Die Amerikaner sind in Shoppinglaune. Vor wenigen Tagen verkündete Kaufhauskette Macy's, zu denen auch die Nobelmarke Bloomingdale gehört, exzellente Zahlen für das dritte Quartal. "Man kann bei Macy's den Schwung und die Zuversicht spüren", sagte Vorstandschef Terry Lundgren. Konkurrent J. C. Penney verkündete vergangene Woche keine schlechte Zahlen, ist aber weniger euphorisch. Dort verzeichnet Konzernchef Myron Ullman gute Ergebnisse bei "wohlhabenden Kunden", während die "moderaten Kunden" unter Geldmangel leiden.
Für die erste Kundenkategorie spielt die Psychologie die Hauptrolle: Wie sicher fühlt man sich im Job? Was macht das Aktiendepot in einem Jahr? Anscheinend fühlen sich die Besserverdiener sicher genug, um wieder Geld auszugeben. Im Schnitt wollen sie 712 Dollar in Weihnachtsgeschenke investieren, fast genauso viel wie im Vorjahr. Damit wäre der Abwärtstrend gestoppt, der seit 2007 anhält. In dem Jahr gaben Amerikaner den Spitzenwert von durchschnittlich 909 Dollar für Weihnachten aus.
Baumärkte leiden unter der Krise
Doch nicht alle strahlen. Die Baumarktketten Home Depot und Lowe's sind anderen Kräften ausgesetzt. Die Schwäche am amerikanischen Immobilienmarkt setzt dem Geschäft zu. So verkündete Lowe's erst kürzlich mit einem Gewinneinbruch von 44 Prozent schlechte Zahlen, auch setzte das Unternehmen seinen Ausblick für das Gesamtjahr 2011 deutlich herunter. Die Kette schließt 20 Filialen und will sich mit neuen Eröffnungen zurückhalten. "Unsere Performance ist so nicht hinnehmbar", sagte Vorstandschef Robert Niblock.

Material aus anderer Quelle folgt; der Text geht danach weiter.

PR #1475, opened 2022-05-07
Rework how all output and messaging works in jrnl

### LINKED ISSUE #1024: Modularize console output messages
We have several different ways to output to the user, and some conventions around using STDOUT vs. STDERR, but it could be nice to centralize this behavior, and perhaps unify it with the logging calls.

Some reasons to do this:
* Make it clearer when to use STDOUT vs STDERR, by basing the decision on the intent of each message
* Separate concerns (e.g. issues like color selection are nice keep out of control flow logic)
* Lay a foundation for internationalization (I'll make a separate issue for this)

wren:
The main idea behind all of this is to get all user-facing output centralized into one file. This will make it much easier to translate jrnl into different languages later (since we can just swap out the file for an equivalent one in a different language).

### Checklist

  for the same issue.


micahellison (approved):
💥

PR #1478, opened 2022-05-15
Show name of journal when creating a password/encrypting

jonakeys:
This code intends to make it clearer which journal you are trying to encrypt/generate a password for. The original code said 'new journal', but it would be better if the actual name of the journal is shown at the prompt.

I couldn't find an issue number related to this change. And because it only changes the prompt I didn´t write a test for it.

### Checklist

  for the same issue.

### DIFF
--- a/CHANGELOG.md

Der Fehltritt schmerzt umso mehr, als Konkurrent Home Depot sich gut schlägt. Das Unternehmen verzeichnet steigende Gewinne und Umsätze. Ganz clever positioniert es sich mit Angeboten und Dienstleistungen, die auf den Innenausbau des Eigenheims abzielen. Viele Amerikaner können ihre Häuser aufgrund schwacher Preise und hoher Hypotheken nicht verkaufen. Aber selbst zum Schraubenzieher greifen sie deshalb nicht, um die Veranda zu vergrößern oder die Sauna einzubauen.